Located in Center City Philadelphia, the Mütter Museum’s initial purpose was to educate future doctors about anatomy and medical oddities. Now open to the public, its mission has expanded to “tell important stories on what it is to be human”. The exhibits, however, could suggest otherwise: 2000 Objects Collected from People’s Throats, The Soap Lady (who inexplicably mummified to adipocere), skeletons of Siamese-twin infants, among dozens of others. The exhibits are frequented, one could argue, not because they reflect daily experience, but because they exist so beyond what is perceived to be common and palatable.
In high school, I believed the museum was an endless freak show and on occasion would take dates there to elicit their gut-churning. Raised in a Catholic, working-class neighborhood, I was taught that the incurably deformed, the terminally ill, and death itself were never to be pondered or discussed, but feared and eventually mourned. A mysterious black cloud hung over a human’s final moments, where the will to survive was undone by one’s own finite timeline.

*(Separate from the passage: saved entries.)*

PR #1562, opened 2023-05-16
tip should ignore p[xy]

mbostock:
When refactoring I accidentally made the tip mark aware of the **px** and **py** channels; it should ignore those channels.

Ref. https://observablehq.com/@observablehq/geo-shape-aware-pointer


Fil (approved):
yay! it works

PR #1563, opened 2023-05-16
auto chose rect

mbostock:
The auto was always choosing rectX or rectY, but sometimes we want rect because it has more appropriate pointing behavior. Ref. https://twitter.com/angiehjort/status/1658474295788724229


mbostock:
Going to merge optimistically but @Fil please let me know if you want me to change anything! 🙏

Fil:
👍

PR #1567, opened 2023-05-17
implicit categorical color scale

### LINKED ISSUE #1523: Assume a categorical scale when scheme is categorical
Currently this errors because we assume that the *color* scale is *linear* because the input is numbers:

```
Error: unknown quantitative scheme: tableau10
```
```js
Plot.cellX(d3.range(10)).plot({color: {scheme: "Tableau10"}})
```

But if you explicitly specify a categorical color scheme, we could instead switch the inferred *color* scale to be *categorical* (*ordinal*):

untitled (74)

```js
Plot.cellX(d3.range(10)).plot({color: {type: "categorical", scheme: "Tableau10"}})
```

We already do something similar for *diverging* schemes:

untitled (75)

```js
Plot.cellX(d3.range(10)).plot({color: {scheme: "BuRd"}})
```

mbostock:
Fixes #1523.

### DIFF
--- a/src/scales.js
+++ b/src/scales.js
@@ -413,12 +413,6 @@ function inferScaleType(key, channels, {type, domain, range, scheme, pivot, proj
   // type explicitly.
   if ((domain || range || []).length > 2) return asOrdinalType(kind);
 
-  // For color scales, take a hint from the color scheme and pivot option.
-  if (kind === color) {
-    if (pivot != null || isDivergingScheme(scheme)) return "diverging";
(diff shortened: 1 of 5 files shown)


Fil:
There was a regression on the walmart raster tests, but I don't think it makes sense to force a diverging scheme onto a temporal scale (with a default pivot at unix epoch?). I'm suggesting a different priority order in #1569.

Fil (approved):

In short, a visit to the Mütter was an implied act of rebellion. And how surprised I was, each time, when my dates and I wandered not with nausea, but a shared, unspoken curiosity. Two decades later, my daughter came into the world with meconium jammed in her lungs. If Daisy were born just a century earlier—a blip in human history—I would not be a father. How many teens today know a newborn can die because her tar-like shit went down her throat? And the adults—now that we know that these same lungs can be cleared within minutes—are we any less loving when we lower our heads and kiss the infant squarely, as if we were the ones who needed the blessing?